According to a report by Zhitong Finance, Sino Biopharm (01177) announced that its wholly-owned subsidiary, Limin Pharmaceuticals (Shanghai) Co., Ltd. (Limin Pharma), has independently developed an innovative Class 1 national drug called Vitekocutumab (R&D code: LM-302), a CLDN18.2 ADC, which is currently undergoing a Phase III pivotal clinical trial (LM302-03-101) for the treatment of third-line or higher CLDN18.2-positive locally advanced or metastatic gastric and gastroesophageal junction adenocarcinoma. Patient enrollment has been successfully completed. Notably, LM302 is the world's first CLDN18.2 ADC drug to complete patient enrollment in a pivotal Phase III clinical trial.
LM-302 is an antibody-drug conjugate (ADC) targeting CLDN18.2. It achieves precise tumor cell killing by specifically binding to CLDN18.2-positive tumor cells, entering the cells via endocytosis, and releasing small-molecule toxins.
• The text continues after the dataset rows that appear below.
PR #4407, opened 2017-08-14
Adding workflow related apis to admin api

chamilaadhi:

Moving workflow related apis to admin apis. This is done as a part of the improvement done to introduce simple approval process to admin portal for workflows

- Moving workflow approval related api to admin api 
- Add additional apis to list pending workflows

### When should this PR be merged

[Please describe any preconditions that need to be addressed before we
can merge this pull request.]

### Follow up actions

[List any possible follow-up actions here; for instance, testing data
migrations, software that we need to install on staging and production
environments.]

-

#### General

#### Functionality

#### Code

#### Tests

#### Security

#### Documentation

### DIFF
--- a/components/apimgt/org.wso2.carbon.apimgt.core/src/main/java/org/wso2/carbon/apimgt/core/dao/impl/WorkflowDAOImpl.java
+++ b/components/apimgt/org.wso2.carbon.apimgt.core/src/main/java/org/wso2/carbon/apimgt/core/dao/impl/WorkflowDAOImpl.java
@@ -34,6 +34,8 @@ import java.sql.PreparedStatement;
 import java.sql.ResultSet;
 import java.sql.SQLException;
 import java.sql.Timestamp;
+import java.util.ArrayList;
+import java.util.List;
 
 /**
  * Default implementation of the WorkflowDAO interface. Uses SQL syntax that is common to H2 and MySQL DBs.
@@ -52,7 +54,7 @@ public class WorkflowDAOImpl implements WorkflowDAO {
     public void addWorkflowEntry(Workflow workflow) throws APIMgtDAOException {
 
         final String query = " INSERT INTO AM_WORKFLOWS (WF_REFERENCE,WF_TYPE,WF_STATUS,WF_CREATED_TIME,"
-                + "WF_EXTERNAL_REFERENCE, WF_ATTRIBUTES) VALUES (?,?,?,?,?,?)";
+                + "WF_EXTERNAL_REFERENCE, WF_ATTRIBUTES, WF_STATUS_DESC) VALUES (?,?,?,?,?,?,?)";
 
         try (Connection connection = DAOUtil.getConnection()) {
             connection.setAutoCommit(false);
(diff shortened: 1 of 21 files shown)


components/apimgt/org.wso2.carbon.apimgt.rest.api.admin/src/main/java/org/wso2/carbon/apimgt/rest/api/admin/impl/WorkflowsApiServiceImpl.java
```diff
@@ -0,0 +1,171 @@
...
+    }
+
+    @Override
+    public Response workflowsWorkflowReferenceIdGet(String workflowReferenceId, Request request)
+            throws NotFoundException {
+        try {
+            APIMgtAdminService apiMgtAdminService = RestApiUtil.getAPIMgtAdminService();
+            Workflow workflow = apiMgtAdminService.retrieveWorkflow(workflowReferenceId);
+            WorkflowDTO workflowDTO = WorkflowMappingUtil.toWorkflowDTO(workflow);
+            return Response.ok().entity(workflowDTO).build();
```
isurulucky: Need to handle the 404 scenario. The best option is to handle it at the DAO layer itself by throwing a DAO Exception appropriately.

chamilaadhi: Thanks for pointing the missing 404 code. I think throwing an exception if an entry is not in the database may not be a suitable approach. I think sending an empty object (in this case a null value would be much better). I added a check in the rest api layer to send a 404 based on the availability of this object

isurulucky: IMHO throwing the exception from the DAO layer itself is the suitable approach; need do it with the correct exception code and message (ex.: workflow information not found). Then we do not need to add any if checks again at the Service layer/Rest API layer to see if the returned object is null, etc. since this will be automatically handled from the rest API exception handlers. This will reduce the number of branches in the code.

components/apimgt/org.wso2.carbon.apimgt.core/src/main/java/org/wso2/carbon/apimgt/core/dao/impl/WorkflowDAOImpl.java
```diff
@@ -127,12 +130,16 @@ public void updateWorkflowStatus(Workflow workflow) throws APIMgtDAOException {
...
-        Workflow workflow;
+        Workflow workflow = null;
         try (Connection conn = DAOUtil.getConnection();
                 PreparedStatement ps = conn.prepareStatement(getworkflowQuery)) {
             ps.setString(1, workflowReference);
             try (ResultSet rs = ps.executeQuery()) {
-                workflow = this.createWorkflowFromResultSet(rs);
+                List<Workflow> list = this.createWorkflowFromResultSet(rs);
+                if (!list.isEmpty()) {
+                    workflow = list.get(0);
```
chamilaadhi: For a given referenceId there is either one entry or no entry. That is why taking the first value. retrieveWorkflow(String workflowReference) method which calls createWorkflowFromResultSet() method passes resultset which only has a single entry.  I have re-used the generic createWorkflowFromResultSet() method which is used to generate list of workflow objects using the resultset which has more than one entry.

As a potential first-in-class (FIC) drug, LM-302 demonstrates strong clinical development potential across multiple gastrointestinal tumors, including gastric cancer, pancreatic cancer, and biliary tract cancer. It is expected to offer new treatment options for patients with low CLDN18.2 expression and low PD-L1 expression.
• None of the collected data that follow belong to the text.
PR #4838, opened 2017-12-18
Adding admin app to web-ui server

malinthaprasan:

- Adding admin app to new web-ui server.


malinthaprasan:
Thanks @tmkasun for the fix

PR #4940, opened 2018-01-12
Fix https://github.com/wso2/product-apim/issues/2366

Krishanx92:

Add new delete option to API overview
Fix https://github.com/wso2/product-apim/issues/2366


features/apimgt/org.wso2.carbon.apimgt.publisher.feature/src/main/resources/publisher/source/src/app/components/Apis/Details/Overview.js
```diff
@@ -68,6 +71,14 @@ class Overview extends Component {
         );
     }
 
+    handleRequestClose = () => {
```
tmkasun: shall we use the ES6 style class methods instead of class property style methods, because this is still in proposal stage 3 and could be changed in ES7

PR #4955, opened 2018-01-15
Change defaultTheme.js src path

Krishanx92:
Source path change to /public/app/theme/defaultTheme.js both publisher and store.


Krishanx92:
https://github.com/wso2/product-apim/issues/2396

At the 2025 American Society of Clinical Oncology (ASCO) Annual Meeting, Limin Pharma presented the latest research data on LM-302 in combination with Toripalimab for the treatment of gastric cancer. Among 41 evaluable patients, the objective response rate (ORR) was 65.9%, and the disease control rate (DCR) was 85.4%. In the subgroup of 32 patients with CLDN18.2 expression ≥25%, the ORR reached 71.9%, and the DCR reached 96.9%. Stratified analysis by PD-L1 expression showed an ORR of 63.3% in patients with PD-L1 CPS <1 and an ORR of 77.8% in patients with CPS ≥1. The study indicates that the LM-302 combination regimen demonstrates significant antitumor activity and manageable safety characteristics in CLDN18.2-positive patients.
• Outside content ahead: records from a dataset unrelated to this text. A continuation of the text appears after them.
PR #5095, opened 2018-02-22
[C5] get defined http method headers from swagger content to handle CORS requests

RenukaFernando:
- Remove hard coded `ACCESS_CONTROL_ALLOW_METHODS_HEADER` CORS preflighted header.
- Read defined HTTP headers from swagger definition and response only with readed headers.
- fix https://github.com/wso2/product-apim/issues/2792

### DIFF
--- a/components/apimgt/org.wso2.carbon.apimgt.rest.api.commons/src/main/java/org/wso2/carbon/apimgt/rest/api/common/util/RestApiUtil.java
+++ b/components/apimgt/org.wso2.carbon.apimgt.rest.api.commons/src/main/java/org/wso2/carbon/apimgt/rest/api/common/util/RestApiUtil.java
@@ -15,6 +15,9 @@
 */
 package org.wso2.carbon.apimgt.rest.api.common.util;
 
+import io.swagger.models.Path;
+import io.swagger.models.Swagger;
+import io.swagger.parser.SwaggerParser;
 import org.apache.commons.io.IOUtils;
 import org.json.simple.JSONObject;
 import org.slf4j.Logger;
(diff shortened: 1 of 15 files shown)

In addition to the ongoing Phase III pivotal study for third-line or higher CLDN18.2-positive locally advanced or metastatic gastric and gastroesophageal junction adenocarcinoma, LM-302 is planning another Phase III pivotal clinical trial in China in combination with a PD-1 monoclonal antibody for the treatment of first-line CLDN18.2-positive locally advanced or metastatic gastric and gastroesophageal junction adenocarcinoma, further expanding its therapeutic potential in gastric cancer. Moreover, multiple indications for LM-302 have been granted breakthrough therapy designation by the Center for Drug Evaluation (CDE) of the National Medical Products Administration (NMPA) of China and orphan drug designation (ODD) by the U.S. Food and Drug Administration (FDA).
Leveraging the group's robust resource support and industrialization capabilities, Limin Pharma is accelerating the clinical translation and commercialization of more innovative drugs, striving to bring accessible treatment options to cancer patients worldwide.